Photo/IllutrationToshiba Corp.'s headquarters in Tokyo's Minato Ward (Asahi Shimbun file photo)

Toshiba Corp. plans to sell off foreign subsidiaries and encourage around 1,400 employees to take early retirement as part of a new five-year business plan announced Nov. 8.

The strategy for the period through March 2024 was made necessary by Toshiba's decision to spin off its highly lucrative semiconductor business to dig itself out of a financial morass from massive losses stemming from its failed nuclear power operations in the United States.

The streamlining of operations is expected to expose more of the company's bad business decisions overseas in the past.

Its money-losing liquefied natural gas operation in the United States will be sold to a Chinese company, while a nuclear power subsidiary in Britain will be broken up as part of Toshiba's move to remove itself from further construction of nuclear plants there.

Under the new business plan, about 7,000 Toshiba group company employees, or 5 percent of the workforce, will be cut. While most will come in the form of natural attrition as workers reach mandatory retirement age, there are also plans to implement an early retirement program at subsidiaries in the energy equipment and digital-related equipment sectors.

Toshiba is forecasting sales of 4 trillion yen ($35.4 billion) for the fiscal year ending in March 2024, the final year of the five-year plan.

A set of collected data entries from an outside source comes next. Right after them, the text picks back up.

PR #1733, opened 2022-10-18
feat: change Add Sponsor button colorscheme for consistency

Sboonny:

Add Sponsor is an action of labeling data, so I decided to make it use similar color as similar actions, instead of being colorless like cancel actions


gikf (approved):
Looks good :+1:

PR #1739, opened 2022-10-19
fix: only instrument code in test environments

ojeytonwilliams:

We had setup istanbul such that it always instrumented the code, even in production. This makes sure it only happens when `NODE_ENV=test`


Sboonny (approved):
That is an interesting branch name

ojeytonwilliams:
I've no idea why they called it that. It's not great when you want to search for it!

PR #1747, opened 2022-10-20
fix: render only when ready

ojeytonwilliams:
- fix: check isReady before rendering any page
- fix: update pages relying on isReady

There is a trade-off here.  All pages wait for `router.isReady` to be true before rendering, even if they don't need the router.  This makes pages like / and /chapters a little slower because they could have started rendering immediately, but now cannot.  However, when testing locally, I could see no difference between the two approaches.

### DIFF
--- a/client/src/modules/chapters/pages/chapterPage.tsx
+++ b/client/src/modules/chapters/pages/chapterPage.tsx
@@ -13,7 +13,7 @@ import {
 import { CheckIcon } from '@chakra-ui/icons';
 import { NextPage } from 'next';
 import NextError from 'next/error';
-import React, { useEffect } from 'react';
+import React from 'react';
 
 import { useConfirm } from 'chakra-confirm';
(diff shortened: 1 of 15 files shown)


client/src/modules/chapters/pages/chapterPage.tsx
```diff
@@ -136,7 +127,9 @@ export const ChapterPage: NextPage = () => {
     }
   };
 
-  const isLoading = loading || !isReady || !data;
+  const isLoading = loading || !data;
+
+  console.log(data, isLoading);
```
gikf, line 132:
```suggestion
```

gikf (approved):
Looks good :+1:

ojeytonwilliams:
I'm still not 100% convinced this is the perfect solution, but it does remove one headache.

Anyway, thanks for the QA!

PR #1750, opened 2022-10-20
fix: stop logging missing sessions

ojeytonwilliams:

Whenever the session is invalid, the only thing we can usefully do is delete the session.  This can happen for a variety of reasons (i.e. the user deletes their cookies or logs out from multiple tabs or browsers), none of which we need to log.

### DIFF
--- a/server/src/app.ts
+++ b/server/src/app.ts
@@ -129,10 +129,9 @@ export const main = async (app: Express) => {
 
   // no need to check for identity provider's token on logout
   app.delete('/logout', (req, res, next) => {
-    if (!req.session) return next('session not found');
-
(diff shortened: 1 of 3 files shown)


Sboonny (approved):
Nicely done 👍

Sboonny:
btw where do I found more about `P2025`, can't find it in this docs https://www.postgresql.org/docs/current/errcodes-appendix.html

ojeytonwilliams:
@Sboonny that's a good point - the constants were a bit cryptic.  The comment I've added should help future devs who're curious where these came from.

gikf (approved):
Looks good :+1:

Issue #1713, opened 2022-10-14
As a user, I can download my personal information from Chapter


ojeytonwilliams:
Per https://gdpr-info.eu/art-15-gdpr/ a user has the right to access any of their personal information that we store.  Precisely what constitutes personal information is a bit subjective, so we should err on the side of inclusion.  

With that in mind I think we want data that is connected to their entry in the the `users` table.  Aside from the entry itself we'd want: the details of chapters they are in, their role in these chapters, the same for events, their ban status, and finally their instance_roles. I think that covers it, but let me know if I've missed something.

On the UX side, all we need is a button on their profile to download the data.  The data can be a JSON string.

TODO:
- [x] create a resolver that returns the user's data: https://github.com/freeCodeCamp/chapter/pull/1756
- [ ] create a button to fetch and download that data

allella:
Yeah, I guess the tables with "user" in the name and the things they join to.

I could see session potentially having some partial personal info if cookies are stored there. 

Is there anything in the database we'd see as being a security risk?  Being that it's an OSS project, the schema and roles and such are no secret.  I'm just wondering if there are any tokens or session related things which could be potentially harmful and worth excluding.

allella:
I posted an example of a popular US site's download interface at
https://github.com/freeCodeCamp/chapter/issues/263#issuecomment-1270169105

This uses a series of .csv files that are zipped up, which is likely more work than needed for MVP. I think I dumped fCC's data and it was a JSON blob that's sort of hard to read for the lay person, so I guess the format, like CSVs vs JSON, isn't decreeed?

ojeytonwilliams:
> I'm just wondering if there are any tokens or session related things which could be potentially harmful and worth excluding.

There are a few things that we must not leak.  

- Email addresses of anyone other than the user making the request
- The session id (just to be on the safe side)
- Anything in _google_tokens_

> I think I dumped fCC's data and it was a JSON blob that's sort of hard to read for the lay person, so I guess the format, like CSVs vs JSON, isn't decreed?

I don't believe so, but if we find out otherwise we can always come up with a nice approach.

PR #1756, opened 2022-10-21
feat(server): query for personal information

Jonathan1599:

Ref #1713 

Created `userInformation` query that returns user details regarding chapters they're in, chapter roles, events, bans and instance roles


gikf:
Hey @Jonathan1599, there's no need to keep merging every new change from `main` branch into the PR branch, PR should be possible to be merged cleanly without that. Unless there are merge conflicts requiring manual resolving, or PR branch is very outdated, all that does is start again the automated CI checks.

server/src/controllers/User/resolver.ts
```diff
@@ -49,6 +55,58 @@ export class UserWithInstanceRoleResolver {
     });
   }
 
+  @Query(() => UserInformation)
```
ojeytonwilliams, line 58:
```suggestion
  @Query(() => UserInformation, { nullable: true })
```
Unfortunately it's not enough to set the return type, we have to include `nullable: true` so that the schema reflects this.

server/src/controllers/User/resolver.ts
```diff
@@ -49,6 +55,58 @@ export class UserWithInstanceRoleResolver {
...
+  async userInformation(
+    @Ctx() ctx: ResolverCtx,
+  ): Promise<UserInformation | null> {
+    if (!ctx.user) {
+      return null;
+    }
+    return await prisma.users.findFirst({
```
ojeytonwilliams, line 65:
```suggestion
    return await prisma.users.findUnique({
```
Nitpick: this is more declarative since there can only be a single user record with this id.

ojeytonwilliams (changes requested):
Nice work @Jonathan1599!

I found a couple of very minor issues, but I think this is pretty much what we want.

ojeytonwilliams (approved):
This looks good to me. Thanks for taking this on, @Jonathan1599

ojeytonwilliams:
@allcontributors add @Jonathan1599 for code

PR #1766, opened 2022-10-23
feat: dashboards with admined content only

gikf:

To do
- [x] Ensure dashboard and non-dashboard queries are updated when needed.
- [x] Reduce repeating.
- [x] Check cache issue when relogging between accounts.
- [x] Fix conflicts.

---

- Chapters displayed in chapters dashboard are only admined chapters.
- Events displayed in events dashboard are only events belonging to admined chapters.
- Venues displayed in venues dashboard are only venues belonging to admined chapters.

Especially important places to look at:
- Cache when logging out and relogging to different account. Different query results returned depending on user, brings up potential issue that after logout, or reloggin to different account, cache shouldn't keep query results from different person. `client.resetStore()` is supposed to do that, but making sure that's happening definitely won't hurt.
- Logging out when on one of these dashboard pages. There was point when doing that would happen with some unexpected error. I think that's not going to happen again, but is another good area to take a closer look at.


cypress/support/util.ts
```diff
@@ -27,3 +27,19 @@ export function gqlOptions(body: any, additionalOptions?: any) {
...
 }
+
+export function expectHrefIdToBeInArray(link, ids: number[]) {
+  cy.wrap(link)
+    .invoke('attr', 'href')
+    .then((href) => {
+      const id = parseInt(href.match(/\d+/)[0]);
+      expect(ids).includes(id);
+    });
+}
```
ojeytonwilliams, line 38: With something like this, we can keep things nice and readable by defining helper functions, but leaving the final `expect` inside the test itself.

So, for this we could do:
```suggestion
export function getFirstPathParam(link: JQuery<HTMLElement>) {
  return parseInt(link.attr('href').match(/\d+/)[0]);
}
```

and I'll add a comment below with an example usage.

cypress/support/util.ts
```diff
@@ -27,3 +27,19 @@ export function gqlOptions(body: any, additionalOptions?: any) {
...
+
+export function expectOnlyObjectIdsInLinks(objects, linksDataCy) {
+  const ids = objects.map(({ id }) => id);
+  cy.get(`[data-cy=${linksDataCy}]`).each((link) =>
+    expectHrefIdToBeInArray(link, ids),
```
ojeytonwilliams, line 43:
```suggestion
    expect(ids).to.include(getFirstPathParam(link)),
```
Since chai lets you write pretty readably stuff, we don't really need to name the function that does this.

cypress/support/util.ts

That figure is about 10 percent higher than the sales estimate for the current fiscal year.

Toshiba has also set an operating profit goal of 400 billion yen for March 2024, more than six times the predicted figure for the current fiscal year.

The company hopes to shift the base of its profit centers to social infrastructure projects, such as non-nuclear power plants and building equipment.

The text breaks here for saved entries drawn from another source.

PR #1769, opened 2022-10-24
feat: fix flashing img while loading image

### LINKED ISSUE #1755: Brief flash of fallback image
### Describe the bug:

The fallback image (with the dog) shows while the main image is loading:

SurpriseDog

Ideally the fallback should only show if the image fails to load.  Also, cute though the dog is, it's probably better to fallback to something boring like an empty space or something abstract.

Sboonny:

Closes #1755 

<s>we are having an issue, `fallbackstratagy` in chakra doesn't do the intended function.

image
</s>

Sorted Kudos to oliver

### DIFF
--- a/client/src/modules/chapters/pages/chapterPage.tsx
+++ b/client/src/modules/chapters/pages/chapterPage.tsx
@@ -159,7 +159,11 @@ export const ChapterPage: NextPage = () => {
           <Image
             boxSize="100%"
             maxH="300px"
-            src={data.chapter.banner_url}
+            src={
+              data.chapter.banner_url === ''
+                ? undefined
+                : data.chapter.banner_url
+            }
             alt=""
             borderRadius="md"
             objectFit="cover"
--- a/client/src/modules/chapters/pages/chapterPage.tsx
+++ b/client/src/modules/chapters/pages/chapterPage.tsx
@@ -155,22 +155,20 @@ export const ChapterPage: NextPage = () => {
   return (
     <VStack>
       <Stack w={['90%', '90%', '60%']} maxW="600px" spacing={6} mt={10} mb={5}>
-        <Box height={'300px'}>
-          <Image
-            boxSize="100%"
-            maxH="300px"
-            src={
-              data.chapter.banner_url === ''
-                ? undefined
-                : data.chapter.banner_url
-            }
-            alt=""
-            borderRadius="md"
-            objectFit="cover"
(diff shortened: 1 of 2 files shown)


ojeytonwilliams:
Sorry, @Sboonny, I realise I wasn't terribly clear about this.  If there's no image at all, we don't need to fallback to an empty box. I think, in that case, it would be better to show nothing at all:

image

What do you reckon?

Sboonny:
Sure don't see why not 👍

client/src/modules/chapters/pages/chapterPage.tsx
```diff
@@ -154,15 +155,21 @@ export const ChapterPage: NextPage = () => {
...
-          boxSize="100%"
-          maxH="300px"
-          src={data.chapter.banner_url ? data.chapter.banner_url : ''}
-          alt=""
-          borderRadius="md"
-          objectFit="cover"
-          fallbackSrc="https://cdn.freecodecamp.org/chapter/puppy-small.jpg"
-        />
+        {data.chapter.banner_url === '' ||
+        data.chapter.banner_url === null ? null : (
```
ojeytonwilliams, line 159:
```suggestion
        {data.chapter.banner_url && (
```
The truthiness of `banner_url` is the only thing that matters here, so we can simplify a bit.

client/src/modules/events/pages/eventPage.tsx
```diff
@@ -201,16 +202,21 @@ export const EventPage: NextPage = () => {
...
+            maxH="300px"
+            src={data.event.image_url === '' ? undefined : data.event.image_url}
+            alt=""
+            borderRadius="md"
+            objectFit="cover"
+            fallbackSrc="https://cdn.freecodecamp.org/chapter/brown-curtain-small.jpg"
+            fallbackStrategy="onError"
+          />
+        </Box>
+      ) : null}
```
ojeytonwilliams, line 219:
```suggestion
      {data.event.image_url && (
        <Box height={'300px'}>
          <Image
            data-cy="event-image"
            boxSize="100%"
            maxH="300px"
            src={data.event.image_url}
            alt=""
            borderRadius="md"
            objectFit="cover"
            fallbackSrc="https://cdn.freecodecamp.org/chapter/brown-curtain-small.jpg"
            fallbackStrategy="onError"
          />
        </Box>
      )}
```
Same principle as above.

ojeytonwilliams (changes requested):

ojeytonwilliams (approved):
LGTM 👍

PR #2350, opened 2023-02-07
feat: remove required fields from not required fields

Sboonny:

Event is now can be created without these fields, unless I missed something 🤔, so we can remove them


gikf (commented):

One area of interest is the use of artificial intelligence and information technology for inspections and repairs.

Although Toshiba Memory, the semiconductor subsidiary, had accounted for about 90 percent of Toshiba's operating profits, the parent company was forced to sell it off to cover the huge losses from its failed nuclear power plant business in the United States.

While Toshiba managed to avert financial disaster by selling the subsidiary, it still faces the major task of fostering new profit-generating units.